= REQUIREMENT =
Exact copies of all the records are to be output.

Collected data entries
PR #4600, opened 2025-05-16
Draft release notes for 3.2.0 and 3.1.2

lornajane:


miqui:
@lornajane So far looks good to me.

jeremyfiel:
should add more detailed info on new keywords in MediaType object.

lornajane:
@jeremyfiel can you say something about what's missing? (I obviously don't know or it wouldn't be missing ...) I did just update with some of the changes from the last couple of weeks, but I don't think there is anything here that would match what you're asking for.

draft-release-notes.md
```diff
@@ -0,0 +1,101 @@
...
+### Reference resolution
+
+  - additional top-level `$self` to be used as a base URI for resolving references in the OpenAPI description. If not present, the existing/earlier behaviour of using the retrieval URL as a base applies.
+
+### **ABNF** (Augmented Backus–Naur Form) formalised for path templating, server variables, and runtime expressions in the Links object.
+
+### Improvements for APIs using XML as a content format
+
+  - XML namespaces can be IRIs (rather than URIs)
+  - Explanation and example on how to handle `null` in XML
```
handrews:
```suggestion
  - New `nodeType` field allows maping schemas to all common XML node types (elements, attributes, text, or cdata) or to nothing
  - `attribute: true` deprecated in favor of `nodeType: attribute`
  - `wrapped: true` deprecated in favor of `nodeType: element` (as `nodeType` defaults to `none` for arrays to preserve compatibility)
  - The `xml` keyword can be used in any Schema Object
  - XML namespaces can be IRIs (rather than URIs)
  - Explanation and example on how to handle `null` in XML
```

draft-release-notes.md
```diff
@@ -0,0 +1,101 @@
...
+  - Responses can be a repeating data structure, and are treated as if they are an array of schema objects.
+  - Use `itemSchema` in a mediatype entry to describe each item
+  - Related: a new media types registry is published to give more context for each of the media types
+  - Also a "Complete vs Streaming Content" section for guidance on streaming binary payloads
+
+### Parameters
+
+  - additional parameter location `querystring`, to allow parsing the entire query string as a single field similar to the way a request body is handled, using the `content` field. Useful for complex or unconventional query data. Mutually exclusive with the `query` field.
+  - parameters can therefore be `in` the `querystring` as an alternative to the existing `header`, `cookie`, `query` and `path` values.
+  - `allowReserved` field is now permitted on parameters with any value of `in` (however this many not be a Good Idea (TM) in some scenarios)
```
handrews:
```suggestion
### Parameters and Headers

  - additional parameter location `querystring`, to allow parsing the entire query string as a single field similar to the way a request body is handled, using the `content` field. Useful for complex or unconventional query data. Mutually exclusive with the `query` field.
  - parameters can therefore be `in` the `querystring` as an alternative to the existing `header`, `cookie`, `query` and `path` values.
  - `allowReserved` field is now permitted on parameters and headers with any value of `in` (however this many not be a Good Idea (TM) in some scenarios)
```

draft-release-notes.md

= SOLUTION TO THIS EXERCISE =
PR #4600, opened 2025-05-16
Draft release notes for 3.2.0 and 3.1.2

lornajane:


miqui:
@lornajane So far looks good to me.

jeremyfiel:
should add more detailed info on new keywords in MediaType object.

lornajane:
@jeremyfiel can you say something about what's missing? (I obviously don't know or it wouldn't be missing ...) I did just update with some of the changes from the last couple of weeks, but I don't think there is anything here that would match what you're asking for.

draft-release-notes.md
```diff
@@ -0,0 +1,101 @@
...
+### Reference resolution
+
+  - additional top-level `$self` to be used as a base URI for resolving references in the OpenAPI description. If not present, the existing/earlier behaviour of using the retrieval URL as a base applies.
+
+### **ABNF** (Augmented Backus–Naur Form) formalised for path templating, server variables, and runtime expressions in the Links object.
+
+### Improvements for APIs using XML as a content format
+
+  - XML namespaces can be IRIs (rather than URIs)
+  - Explanation and example on how to handle `null` in XML
```
handrews:
```suggestion
  - New `nodeType` field allows maping schemas to all common XML node types (elements, attributes, text, or cdata) or to nothing
  - `attribute: true` deprecated in favor of `nodeType: attribute`
  - `wrapped: true` deprecated in favor of `nodeType: element` (as `nodeType` defaults to `none` for arrays to preserve compatibility)
  - The `xml` keyword can be used in any Schema Object
  - XML namespaces can be IRIs (rather than URIs)
  - Explanation and example on how to handle `null` in XML
```

draft-release-notes.md
```diff
@@ -0,0 +1,101 @@
...
+  - Responses can be a repeating data structure, and are treated as if they are an array of schema objects.
+  - Use `itemSchema` in a mediatype entry to describe each item
+  - Related: a new media types registry is published to give more context for each of the media types
+  - Also a "Complete vs Streaming Content" section for guidance on streaming binary payloads
+
+### Parameters
+
+  - additional parameter location `querystring`, to allow parsing the entire query string as a single field similar to the way a request body is handled, using the `content` field. Useful for complex or unconventional query data. Mutually exclusive with the `query` field.
+  - parameters can therefore be `in` the `querystring` as an alternative to the existing `header`, `cookie`, `query` and `path` values.
+  - `allowReserved` field is now permitted on parameters with any value of `in` (however this many not be a Good Idea (TM) in some scenarios)
```
handrews:
```suggestion
### Parameters and Headers

  - additional parameter location `querystring`, to allow parsing the entire query string as a single field similar to the way a request body is handled, using the `content` field. Useful for complex or unconventional query data. Mutually exclusive with the `query` field.
  - parameters can therefore be `in` the `querystring` as an alternative to the existing `header`, `cookie`, `query` and `path` values.
  - `allowReserved` field is now permitted on parameters and headers with any value of `in` (however this many not be a Good Idea (TM) in some scenarios)
```

draft-release-notes.md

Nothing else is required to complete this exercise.